Art work by Noel Franklin
Do icemen cometh?
It keeps looking like Seattle investors really do have the inside track on the Sacramento Kings NBA franchise. But what about the other pro sport that's supposed to settle into the arena that hedge fund magnate Chris Hansen is hoping to build in Sodo? All's been quiet on the hockey front, but at least the NHL has finally untangled its fiasco-filled owner-player relationship problems long enough to start its lockout-shortened season. That development inspired The Stranger's Megan Selling to put together a list of hockey-related songs. If hockey is hip enough to inspire The Slog, it's bound to be a winner in Seattle.

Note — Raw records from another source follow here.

PR #1434, opened 2024-08-09
room: refactor lava and trigger interpretation

### LINKED ISSUE #941: Parse floor data into structures

lahm86:
Resolves #941.

#### Checklist

#### Description

This completes the floor data migration into properties in `SECTOR_INFO`. The raw `int16_t` array from the level files is now only used temporarily while the level is loaded; once all FD is parsed, it is discarded. This has allowed `g_FloorData` to be removed.

We do some forward lookup when reading `TRIGGER` data to know how many `TRIGGER_CMD`s are needed to be stored. The benefit is that in retrieving data later in the codebase, we just need simple `for` loops rather than re-interpreting FD values repeatedly.

`Room_TestTriggers` now expects the "triggerer" (`ITEM_INFO`) to be passed to it and it works out the sector, "heavy" state and suchlike from there. This greatly simplifies calls to it, as we don't need to have guaranteed that `g_TriggerIndex` has been set via `Room_GetHeight`. That global - and the related pointer in `COLL_INFO` - have also been removed as they are no longer required.

I did wonder if we could add function pointers to `TRIGGER_CMD` to tidy the switch statement in `Room_TestTriggers` e.g. when parsing, we allocate the function pointer based on the command type. But this probably needs some further refactoring, such as making a new module, plus we need to track flip status, flip effect and suchlike throughout the switch statement, so it maybe needs some further thought.

One other niggle is that `index` in `SECTOR_INFO` is only used in the initial parsing. I can't think of a good way to store these temporarily and then discard, but this is maybe OK for now.

For floor data injection, no `.bin` changes are needed, despite the version being updated. This is only so that subsequent updates don't need to have a global FD injection size. We no longer append to `g_FloorData` during injection; instead, because it now takes place after sector/FD parsing, we just update the existing properties or have `room.c` parse the provided injection data where new entries are needed.

### DIFF
--- a/src/game/objects/general/door.c
+++ b/src/game/objects/general/door.c
@@ -51,12 +51,12 @@ static void Door_Shut(DOORPOS_DATA *const d)
         return;
     }
 
-    sector->index = 0;
     sector->box = NO_BOX;
     sector->floor.height = NO_HEIGHT;
     sector->ceiling.height = NO_HEIGHT;
     sector->portal_room.sky = NO_ROOM;
     sector->portal_room.pit = NO_ROOM;
+    sector->portal_room.wall = NO_ROOM;
 
     const int16_t box_num = d->block;
     if (box_num != NO_BOX) {
--- a/src/game/room.c
+++ b/src/game/room.c
@@ -1,6 +1,7 @@
 #include "game/room.h"
 
 #include "game/camera.h"
+#include "game/gamebuf.h"
 #include "game/items.h"
 #include "game/lot.h"
 #include "game/music.h"
@@ -17,6 +18,7 @@
 
 #include <libtrx/utils.h>
 
+#include <assert.h>
 #include <stddef.h>
 
 #define NEG_TILT(T, H) ((T * (H & (WALL_L - 1))) >> 2)
@@ -28,7 +30,7 @@ int32_t g_FlipEffect = -1;
 int32_t g_FlipStatus = 0;
 int32_t g_FlipMapTable[MAX_FLIP_MAPS] = { 0 };
 
-static void Room_TriggerMusicTrack(int16_t track, int16_t flags, int16_t type);
+static void Room_TriggerMusicTrack(int16_t track, const TRIGGER *const trigger);
 static void Room_AddFlipItems(ROOM_INFO *r);
 static void Room_RemoveFlipItems(ROOM_INFO *r);
 
@@ -36,17 +38,15 @@ static int16_t Room_GetFloorTiltHeight(
     const SECTOR_INFO *sector, const int32_t x, const int32_t z);
 static int16_t Room_GetCeilingTiltHeight(
     const SECTOR_INFO *sector, const int32_t x, const int32_t z);
-static SECTOR_INFO *Room_GetPitSector(
-    const SECTOR_INFO *sector, int32_t x, int32_t z);
 static SECTOR_INFO *Room_GetSkySector(
     const SECTOR_INFO *sector, int32_t x, int32_t z);
 
 static void Room_PopulateSectorData(
     SECTOR_INFO *sector, const int16_t *floor_data);
 
-static void Room_TriggerMusicTrack(int16_t track, int16_t flags, int16_t type)
+static void Room_TriggerMusicTrack(int16_t track, const TRIGGER *const trigger)
 {
-    if (track == MX_UNUSED_0 && type == TT_ANTIPAD) {
+    if (track == MX_UNUSED_0 && trigger->type == TT_ANTIPAD) {
         Music_Stop();
         return;
     }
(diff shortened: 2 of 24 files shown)


src/game/room.c
```diff
@@ -752,68 +730,65 @@ static void Room_PopulateSectorData(
...
-            switch_off = g_Items[value].current_anim_state == LS_RUN;
+            switch_off =
+                g_Items[trigger->item_index].current_anim_state == LS_RUN;
             break;
         }
 
         case TT_PAD:
         case TT_ANTIPAD:
-            if (g_LaraItem->pos.y != g_LaraItem->floor) {
+            if (item->pos.y != item->floor) {
```
walkawayy, line 782: Could this have an implication where an item other than Lara could trigger an antipad?

walkawayy (approved):
This looks amazing!!

After all the refactors, we should make sure testers like @aredfan and us do some proper play testing to make sure there are no regressions.

src/game/room.c
lahm86: That'd make for some interesting skips for sure 😄 
Other items will enter the `is_heavy` condition above (line 758) so it's only ever Lara in this `else` part 😌 I just thought a couple of references fewer to a global was nice where possible.

walkawayy: Oh nice. I recently saw a playthrough of a custom level and the person tried to trigger a floor pad with a dead animal. Kinda genius but it didn't work. :laughing: 

So could we change `Lava_Burn(g_LaraItem);` to `Lava_Burn(item);` just to get rid of the global in that whole function?

lahm86: Oh yes. Although I think we'll have to cast to non const.

rr- (commented):
Call me overzealous, but what do you think about making TRIGGER.parameter a `void*`, and store the `camera` member in a linear GameBuffer to which we point then through `parameter`?

src/game/objects/general/door.c
```diff
@@ -51,12 +51,12 @@ static void Door_Shut(DOORPOS_DATA *const d)
         return;
     }
 
-    sector->index = 0;
```
rr-, line 54: Can you explain a bit more regarding why this assignment is no longer necessary?

src/game/objects/general/door.c
```diff
@@ -51,12 +51,12 @@ static void Door_Shut(DOORPOS_DATA *const d)
...
     sector->box = NO_BOX;
     sector->floor.height = NO_HEIGHT;
     sector->ceiling.height = NO_HEIGHT;
     sector->portal_room.sky = NO_ROOM;
     sector->portal_room.pit = NO_ROOM;
+    sector->portal_room.wall = NO_ROOM;
```
rr-, line 59: Is it safe to introduce this assignment?

lahm86: Ah, apologies, I forgot to discuss this above. This was the last reference to the sector's index, along with in `Room_GetSector`, and I overlooked it in the last PR. When we had `Room_GetDoor`, setting the sector's index to 0 meant that that returned `NO_ROOM` when the door is shut. So this is just doing the same but more explicitly. When the door is opened, the original sector gets restored.
I think this "FD nulling" is in place otherwise Lara could glitch through closed doors and then `Room_GetSector` would push her through the portal.

lahm86:
> Call me overzealous, but what do you think about making TRIGGER.parameter a `void*`, and store the `camera` member in a linear GameBuffer to which we point then through `parameter`?

Nice idea. I will try it out tomorrow.

src/game/objects/general/door.c
lahm86: This goes hand in hand with the line below.

lahm86:
I've changed `parameter` to `void *` in the command struct, and although there is a little extra casting needed here and there, I think overall it's much better. We're not allocating redundant space for camera data in every command crucially.

rr- (approved):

City Councilmember Bruce Harrell declared for mayor today. He already has a website up and running, and his invitation to the formal campaign kickoff — Feb. 7 at the First AME Church (1522 14th Avenue) — has a nicely inspirational tone: "We must resurrect the spirit in Seattle that made it uniquely wonderful — a magnet for good people and good businesses; a collaborative city that once took pride in its ability to provide opportunity to all of its residents." But, as The Seattle Times' Lynn Thompson points out, don't expect Harrell to be so warm and fuzzy on the campaign trail. Thompson shares a quote from Harrell about Mayor Mike McGinn: “I respect different styles of leadership," says Harrell. "His style is ineffective."
At Harrell's press conference, Joel Connelly of seattlepi.com reports that Harrell spoke of himself as someone who can be " 'an authentic mayor' who can 'walk the toughest streets without fear and intimidation' and 'enter corporate boardrooms and build trust.' " Okay then.
On the eve of Jay Inslee's swearing in as her replacement, Gov. Chris Gregoire delivered a farewell address, which is worth a read. (Check out our own John Stang's full report on Gregoire's speech.) The outgoing governor brags on lots of achievements, including some — education and the environment come to mind — where her administration's work was more mediocre than exemplary. That said, she's an extraordinary person who led the state well and always valued relationships. She introduced family members, including her daughters (one a lawyer, the other a law student) and two-month-old granddaughter:
It’s true. We’ve already opened her GET account, and as a family of lawyers, we’ve found the perfect way to lull her to sleep. Turns out reading the Revised Code of Washington to babies does wonders in putting both parent and child to bed.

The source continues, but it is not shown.